- _TASK PROMPT_
Every line below needs to be reproduced exactly.

-- MATERIAL PROVIDED follows --

PR #56, opened 2015-10-16
process links in Jira markup

andistuder:
This changes allows parsing of links posted in Jira comments with Jira markup

### DIFF
--- a/app/models/repositories/ticket_repository.rb
+++ b/app/models/repositories/ticket_repository.rb
@@ -44,15 +44,7 @@ module Repositories
 
       feature_reviews = feature_review_factory.create_from_text(event.comment)
 
-      new_ticket = last_ticket.merge(
-        'key' => event.key,
-        'summary' => event.summary,
-        'status' => event.status,
-        'paths' => merge_ticket_paths(last_ticket, feature_reviews),
-        'event_created_at' => event.created_at,
-        'versions' => merge_ticket_versions(last_ticket, feature_reviews),
-        'approved_at' => merge_approved_at(last_ticket, event),
-      )
+      new_ticket = build_ticket(last_ticket, event, feature_reviews)
 
       store.create!(new_ticket)
       update_pull_requests_for(new_ticket) if update_pull_request?(event, feature_reviews)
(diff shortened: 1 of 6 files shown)


andistuder:
@dideler @0mega pls review

andistuder:
If we want this change to be applied for existing events, then it will require re-snapshotting.

app/models/repositories/ticket_repository.rb
```diff
@@ -67,6 +59,22 @@ def update_pull_request?(event, feature_reviews)
...
+        'status' => event.status,
+        'paths' => merge_ticket_paths(last_ticket, feature_reviews),
+        'event_created_at' => event.created_at,
+        'versions' => merge_ticket_versions(last_ticket, feature_reviews),
+        'approved_at' => merge_approved_at(last_ticket, event),
+      )
+    end
+
+    def normalise_jira_markup(string)
+      string.gsub(/\[(.*)\|([\S]*)\]/, ' \1 \2 ')
```
dideler: *Not a blocker:* A global regex search with captures won't be very efficient, considering we have to perform it for every new comment and then process the same comment again inside `#create_from_text`. Alternatively we could do some efficient string processing such as a `chomp(']')` on the URI inside `FeatureReviewFactory` since the issue is that any URIs found with JIRA markup will contain a trailing `]`.

0mega: +1 for @dideler, it looks like it will be faster since you already have the url_string and just need to match one char in that string to remove it.

andistuder: thanks for feedback here, however, I am a bit cautious of doing chomp, `]` is a valid character in URI. There might be a valid link which has a `]` at the end. 

Plus, I prefer to keep the knowledge on Jira Markup in this class, as it's related to the event (resp. Jira payload), rather then the Factory.

dideler: > There might be a valid link with a `]` at the end.

In this case we control what the URL looks like and at the moment it's not a concern as no ST links contain a `]` at the end.

>  keep the knowledge on Jira Markup in this class, as it's related to the event (resp. Jira payload), rather than the Factory.

I think it depends on how you look at it. If we think of it as cleaning up any JIRA links then it makes sense to do that in the `TicketRepository` which knows all about JIRA events, but if we think of it as a URI extraction or URL validation problem it goes well in the `FeatureReviewFactory`.

The current solution is definitely easier to understand than my proposed solution (which seems a bit odd in the Factory without much context). I'm just worried that we make a part of the code which sees a lot of activity noticeably slower as the number of JIRA comments we receive increases. That said, this isn't a blocker because we probably won't notice a difference right away and we can deal with performance when it becomes more of an issue.

andistuder:
@0mega @dideler Please find the PR updated, with your suggestions taken on board.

-- MATERIAL PROVIDED concluded --

- _EXPECTED ANSWER_
PR #56, opened 2015-10-16
process links in Jira markup

andistuder:
This changes allows parsing of links posted in Jira comments with Jira markup

### DIFF
--- a/app/models/repositories/ticket_repository.rb
+++ b/app/models/repositories/ticket_repository.rb
@@ -44,15 +44,7 @@ module Repositories
 
       feature_reviews = feature_review_factory.create_from_text(event.comment)
 
-      new_ticket = last_ticket.merge(
-        'key' => event.key,
-        'summary' => event.summary,
-        'status' => event.status,
-        'paths' => merge_ticket_paths(last_ticket, feature_reviews),
-        'event_created_at' => event.created_at,
-        'versions' => merge_ticket_versions(last_ticket, feature_reviews),
-        'approved_at' => merge_approved_at(last_ticket, event),
-      )
+      new_ticket = build_ticket(last_ticket, event, feature_reviews)
 
       store.create!(new_ticket)
       update_pull_requests_for(new_ticket) if update_pull_request?(event, feature_reviews)
(diff shortened: 1 of 6 files shown)


andistuder:
@dideler @0mega pls review

andistuder:
If we want this change to be applied for existing events, then it will require re-snapshotting.

app/models/repositories/ticket_repository.rb
```diff
@@ -67,6 +59,22 @@ def update_pull_request?(event, feature_reviews)
...
+        'status' => event.status,
+        'paths' => merge_ticket_paths(last_ticket, feature_reviews),
+        'event_created_at' => event.created_at,
+        'versions' => merge_ticket_versions(last_ticket, feature_reviews),
+        'approved_at' => merge_approved_at(last_ticket, event),
+      )
+    end
+
+    def normalise_jira_markup(string)
+      string.gsub(/\[(.*)\|([\S]*)\]/, ' \1 \2 ')
```
dideler: *Not a blocker:* A global regex search with captures won't be very efficient, considering we have to perform it for every new comment and then process the same comment again inside `#create_from_text`. Alternatively we could do some efficient string processing such as a `chomp(']')` on the URI inside `FeatureReviewFactory` since the issue is that any URIs found with JIRA markup will contain a trailing `]`.

0mega: +1 for @dideler, it looks like it will be faster since you already have the url_string and just need to match one char in that string to remove it.

andistuder: thanks for feedback here, however, I am a bit cautious of doing chomp, `]` is a valid character in URI. There might be a valid link which has a `]` at the end. 

Plus, I prefer to keep the knowledge on Jira Markup in this class, as it's related to the event (resp. Jira payload), rather then the Factory.

dideler: > There might be a valid link with a `]` at the end.

In this case we control what the URL looks like and at the moment it's not a concern as no ST links contain a `]` at the end.

>  keep the knowledge on Jira Markup in this class, as it's related to the event (resp. Jira payload), rather than the Factory.

I think it depends on how you look at it. If we think of it as cleaning up any JIRA links then it makes sense to do that in the `TicketRepository` which knows all about JIRA events, but if we think of it as a URI extraction or URL validation problem it goes well in the `FeatureReviewFactory`.

The current solution is definitely easier to understand than my proposed solution (which seems a bit odd in the Factory without much context). I'm just worried that we make a part of the code which sees a lot of activity noticeably slower as the number of JIRA comments we receive increases. That said, this isn't a blocker because we probably won't notice a difference right away and we can deal with performance when it becomes more of an issue.

andistuder:
@0mega @dideler Please find the PR updated, with your suggestions taken on board.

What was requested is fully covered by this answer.